» ASSIGNMENT: Repeat each entry exactly.

++++ RECORDS PROVIDED ++++

PR #109, opened 2019-12-09
Issue #12: Email factor

### LINKED ISSUE #12: Have an 'email' factor
* [x] has_setup() = false
* [x] is_ready() = do they have an email, and validate_email() + over_bounce_threshold()
* [x] login flow, sends as email with a code, you copy the code into the login form.
* [x] the email also ha the ip address and UA and anything else handy that might help identify the malicious user
* [ ] would usually be very low priority, eg last in the list
* [x] the email should also have a 'This wasn't me' link. The one upside of this approach is that even if your email was compromised you might still see the email. If you do then you can click on the link and it will:
  * [x] work even if you yourself are not logged in (ie you were just doing something else and saw it, it's obviously not you, you need to mitigate it ASAP, and your moodle account may be compromised so you can't actually log in anyway)
  * [x] invalidate the code so the malicious person can't use it 
  * [x] even if they had used that code and logged in, when you click that link it will log them out remotely.
  * [x] log an event with details of the ip address, browser UA and anything else
  * [x] perhaps suspend your account until you can look into it more (needs an option for this)

This still isn't perfect as the person checking your email could also delete the email.

To cleanly do this, a factor can also return a state of 'hard fail' in addition to either a 'yes' (ie yes I'm in the ip range), a no (I'm not in the ip range but thats ok). If any factor returns a fail then the login flow is instantly over.

Peterburnett:
Closes #12.

### DIFF
--- a/factor/email/classes/factor.php
+++ b/factor/email/classes/factor.php
@@ -37,16 +37,9 @@ class factor extends object_factor_base {
      * {@inheritDoc}
      */
     public function login_form_definition($mform) {
-        $userfactors = $this->get_active_user_factors();
 
-        if (count($userfactors) > 0) {
-            $mform->addElement('hidden', 'secret');
-            $mform->setType('secret', PARAM_ALPHANUM);
-
-            $mform->addElement('text', 'verificationcode', get_string('verificationcode', 'factor_email'));
-            $mform->setType("verificationcode", PARAM_ALPHANUM);
-        }
-
+        $mform->addElement('text', 'verificationcode', get_string('verificationcode', 'factor_email'));
+        $mform->setType("verificationcode", PARAM_ALPHANUM);
         return $mform;
     }
 
@@ -56,14 +49,7 @@ class factor extends object_factor_base {
      * {@inheritDoc}
      */
     public function login_form_definition_after_data($mform) {
-        $secretfield = $mform->getElement('secret');
-        $secret = $secretfield->getValue();
-
-        if (empty($secret)) {
-            $secret = random_int(100000, 999999);
-            $secretfield->setValue($secret);
-            $this->email_verification_code($secret);
-        }
+        $this->generate_and_email_code();
         return $mform;
     }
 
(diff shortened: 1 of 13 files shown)


factor/email/classes/factor.php
```diff
@@ -121,4 +127,79 @@ public function get_all_user_factors() {
...
+        }
+        return true;
+    }
+
+    private function generate_and_email_code() {
+        global $USER;
+
+        // No code or old code.
+        $timestamp = get_user_preferences('mfa_email_timestamp', null, $USER);
+        $duration = get_config('factor_email', 'duration');
```
brendanheywood: swap this to factor table

factor/email/classes/factor.php
```diff
@@ -56,28 +49,33 @@ public function login_form_definition($mform) {
...
      * Sends and e-mail to user with given verification code.
      *
      */
-    public function email_verification_code($secret) {
+    public static function email_verification_code($secret) {
         global $USER;
         $noreplyuser = \core_user::get_noreply_user();
         $subject = get_string('email:subject', 'factor_email');
         $message = get_string('email:message', 'factor_email', $secret);
+
```
brendanheywood: push thisn into a renderer which calls a template

factor/email/unauth_email.php
```diff
@@ -0,0 +1,87 @@
...
+        // Unset all sessionvars except lockout.
+        unset_user_preference('mfa_email_ip', $user);
+        unset_user_preference('mfa_email_ua', $user);
+        unset_user_preference('mfa_email_timestamp', $user);
+        unset_user_preference('mfa_email_code', $user);
+
+        $message = get_string('email:revokesuccess', 'factor_email', fullname($user));
+    }
+}
+
```
brendanheywood: should set :STATE_FAIL here somewhere

factor/email/classes/factor.php
```diff
@@ -121,4 +112,119 @@ public function get_all_user_factors() {
...
+        if ($DB->record_exists('tool_mfa', array('userid' => $USER->id, 'factor' => 'email', 'revoked' => 1))) {
+            return false;
+        }
+        return true;
+    }
+
+    private function generate_and_email_code() {
+        global $DB, $USER;
+
+        // Get instance that isnt parent email type (label check).
```
brendanheywood: Can you please add a comment here explaining the two types of records the email check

++++

» WRITTEN RESPONSE:
PR #109, opened 2019-12-09
Issue #12: Email factor

### LINKED ISSUE #12: Have an 'email' factor
* [x] has_setup() = false
* [x] is_ready() = do they have an email, and validate_email() + over_bounce_threshold()
* [x] login flow, sends as email with a code, you copy the code into the login form.
* [x] the email also ha the ip address and UA and anything else handy that might help identify the malicious user
* [ ] would usually be very low priority, eg last in the list
* [x] the email should also have a 'This wasn't me' link. The one upside of this approach is that even if your email was compromised you might still see the email. If you do then you can click on the link and it will:
  * [x] work even if you yourself are not logged in (ie you were just doing something else and saw it, it's obviously not you, you need to mitigate it ASAP, and your moodle account may be compromised so you can't actually log in anyway)
  * [x] invalidate the code so the malicious person can't use it 
  * [x] even if they had used that code and logged in, when you click that link it will log them out remotely.
  * [x] log an event with details of the ip address, browser UA and anything else
  * [x] perhaps suspend your account until you can look into it more (needs an option for this)

This still isn't perfect as the person checking your email could also delete the email.

To cleanly do this, a factor can also return a state of 'hard fail' in addition to either a 'yes' (ie yes I'm in the ip range), a no (I'm not in the ip range but thats ok). If any factor returns a fail then the login flow is instantly over.

Peterburnett:
Closes #12.

### DIFF
--- a/factor/email/classes/factor.php
+++ b/factor/email/classes/factor.php
@@ -37,16 +37,9 @@ class factor extends object_factor_base {
      * {@inheritDoc}
      */
     public function login_form_definition($mform) {
-        $userfactors = $this->get_active_user_factors();
 
-        if (count($userfactors) > 0) {
-            $mform->addElement('hidden', 'secret');
-            $mform->setType('secret', PARAM_ALPHANUM);
-
-            $mform->addElement('text', 'verificationcode', get_string('verificationcode', 'factor_email'));
-            $mform->setType("verificationcode", PARAM_ALPHANUM);
-        }
-
+        $mform->addElement('text', 'verificationcode', get_string('verificationcode', 'factor_email'));
+        $mform->setType("verificationcode", PARAM_ALPHANUM);
         return $mform;
     }
 
@@ -56,14 +49,7 @@ class factor extends object_factor_base {
      * {@inheritDoc}
      */
     public function login_form_definition_after_data($mform) {
-        $secretfield = $mform->getElement('secret');
-        $secret = $secretfield->getValue();
-
-        if (empty($secret)) {
-            $secret = random_int(100000, 999999);
-            $secretfield->setValue($secret);
-            $this->email_verification_code($secret);
-        }
+        $this->generate_and_email_code();
         return $mform;
     }
 
(diff shortened: 1 of 13 files shown)


factor/email/classes/factor.php
```diff
@@ -121,4 +127,79 @@ public function get_all_user_factors() {
...
+        }
+        return true;
+    }
+
+    private function generate_and_email_code() {
+        global $USER;
+
+        // No code or old code.
+        $timestamp = get_user_preferences('mfa_email_timestamp', null, $USER);
+        $duration = get_config('factor_email', 'duration');
```
brendanheywood: swap this to factor table

factor/email/classes/factor.php
```diff
@@ -56,28 +49,33 @@ public function login_form_definition($mform) {
...
      * Sends and e-mail to user with given verification code.
      *
      */
-    public function email_verification_code($secret) {
+    public static function email_verification_code($secret) {
         global $USER;
         $noreplyuser = \core_user::get_noreply_user();
         $subject = get_string('email:subject', 'factor_email');
         $message = get_string('email:message', 'factor_email', $secret);
+
```
brendanheywood: push thisn into a renderer which calls a template

factor/email/unauth_email.php
```diff
@@ -0,0 +1,87 @@
...
+        // Unset all sessionvars except lockout.
+        unset_user_preference('mfa_email_ip', $user);
+        unset_user_preference('mfa_email_ua', $user);
+        unset_user_preference('mfa_email_timestamp', $user);
+        unset_user_preference('mfa_email_code', $user);
+
+        $message = get_string('email:revokesuccess', 'factor_email', fullname($user));
+    }
+}
+
```
brendanheywood: should set :STATE_FAIL here somewhere

factor/email/classes/factor.php
```diff
@@ -121,4 +112,119 @@ public function get_all_user_factors() {
...
+        if ($DB->record_exists('tool_mfa', array('userid' => $USER->id, 'factor' => 'email', 'revoked' => 1))) {
+            return false;
+        }
+        return true;
+    }
+
+    private function generate_and_email_code() {
+        global $DB, $USER;
+
+        // Get instance that isnt parent email type (label check).
```
brendanheywood: Can you please add a comment here explaining the two types of records the email check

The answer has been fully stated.